When it comes to learning Mandarin Chinese, there is no such thing as instant gratification. Slick marketing promises of quick-fix packages and programmes to learn Mandarin Chinese are misleading and should be treated with caution.
Mandarin Chinese is widely considered to be a difficult language for native English speakers to master. This view arises from the fact that Mandarin Chinese isn’t related to the Indo-European family of languages and Westerners struggle to pick it up as easily as, for example, French or German. Apart from the obvious challenge that Chinese literacy i.e. character recognition poses, learning to converse in standard Mandarin is difficult for Westerners, as the language is both analytic and tonal, with different meanings conveyed by changes in the pitch of a particular syllable.
The complexity of the Mandarin Chinese language is illustrated by the fact that the US Government’s Defense Language Institute rates it as a “Category IV” (out of four) language, while its Foreign Service Institute ranks it as a “Category III” (out of three) language. In comparison, the Romance languages (Spanish, French, Portuguese, Italian etc) and Germanic languages (German, Dutch, Norwegian, Danish etc) are classified as either Category I or Category II.
Clearly, the motivation to master the Mandarin Chinese language must come from within. Prospective students will need to apply themselves, as a fair amount of concentration and effort are required. Learning Mandarin Chinese is rewarding and great fun, but should not be undertaken lightly. The serious student of Mandarin Chinese who is in it for the long-haul will likely achieve a high level of proficiency. On the other hand, the fickle entrant hoping for instant gratification or kicks-and-giggles is likely to squander the learning opportunity. Given the level of difficulty of serious Mandarin Chinese learning, there needs to be strong rapport between teacher and student, akin to the relationship between the gongfu master and disciple, so that the bar can be raised higher and long-term milestones achieved.

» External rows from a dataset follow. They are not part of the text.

Issue #1499, opened 2024-10-13
Crash when buying gear or personnel


Kothyxaan:
I have a crash whenever I order personnel or equipment.
Crashes at 

I have tried versions (both crashed):
OpenApoc-20240829
OpenApoc-20240903

Crashes about 15 seconds (game time) after bought.

Version:
openapoc-20240815
Is working fine for buying equipment and hiring personnel, but it crashed after the first battle (notified of victory, onto splash screen, crash).

Kothyxaan:
Just in case it matters. 
I downloaded the windows install options for each of those builds, ran the install.

FilmBoy84:
Hi Kothyxaan

Sorry for delayed response - I shall try and get on replicating this Thursday to see if you can work through to a solution

Is the error on a new, clean, game or a save?

Kothyxaan:
Hey, thanks for the reply. 
I tried it on a new install with a new save.

FilmBoy84:
Thanks for further info, will help with replication 🍻

Kothyxaan:
Hopefully it is a simple fix and not just a problem I have. Good luck either way. Also thank you for the work you are doing, X-Com Apoc was/is one of my favourite games that I return to every few years, so cheers!

FilmBoy84:
OK managed to replicate on `20240903`

I start a new game (Easy in this case)
I buy some High Explosives
![image](https://github.com/user-attachments/assets/0e546628-f1b5-48c8-a8f5-7e3d01b4e00a)
![image](https://github.com/user-attachments/assets/50171dc2-44ad-4ba9-bdf0-0a1506b49c83)

I locate Airtrans 1 (which is doing the transport mission) on the map
![image](https://github.com/user-attachments/assets/3b1f8f34-77b7-479a-84b0-370431abd172)
![image](https://github.com/user-attachments/assets/0b5fb9bd-45a5-4fa8-99b9-4d91ca277d92)

Now, there are TWO ways to crash this

The first is as the airtrans enters the circled warehouse for pick-up - the game will crash on entry if the vehicle is selected and followed
![image](https://github.com/user-attachments/assets/7bbed6ed-664a-4762-99d4-c0e8740267c6)

Alternatively, DO NOT follow the craft and let it enter and exit the warehouse, the game will then crash on entering the X-COM base (when the usual items delivered message would pop up)

Log, game settings and save attached
[...]

PR #1501, opened 2024-11-03
Fix facilities check at non-base

Kurtsley:
Addresses #1499 

I feel that everything happening regarding aliens at the beginning of getServiceDestination should only be checked at bases. Obviously non-bases won't have alien containment. This should fix this specific issue of checking non-bases for facilities.


FilmBoy84:
Thanks as always Kurtsley 🍻 

Will get appveyor sorted and on to testing for merge

FilmBoy84:
Jonny has kindly resolved the Appveyor issue

Have done the following to test this build

Started a new game
Purchased a host of agent equipment
Selected an Airtrans as soon as it spawned and followed it to and from the factory to the X-COM base
Ran a couple of missions with and without bio transport and live aliens
No crashes

LGTM

Thanks for this fix and apologies for the delay getting it to merge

Ideally, those wishing to learn Mandarin Chinese should have some form of connection to the People’s Republic of China (or the Chinese people) on a personal or business level. Strong connections to China serve to motivate our language students to pursue a deeper understanding and knowledge of the Mandarin Chinese language with concomitant leaps in their ability to read, write and converse. Such connections can be as simple as the intention to travel within China or an affinity for Chinese history and culture.
That said, the Chinese language has for too long been perceived as being beyond the grasp of Westerners. This misconception is for the most part caused by unimaginative and misguided teaching methods that, for example, don’t utilize an accurate system of character Romanization.
It is important for prospective students to note that it is not necessary to learn Mandarin Chinese when very young in order to become fluent. New research has elucidated the plasticity of language learning in people of all ages and backgrounds. The adult student’s drive and passion to learn Mandarin Chinese will far outweigh any challenges associated with being a late starter!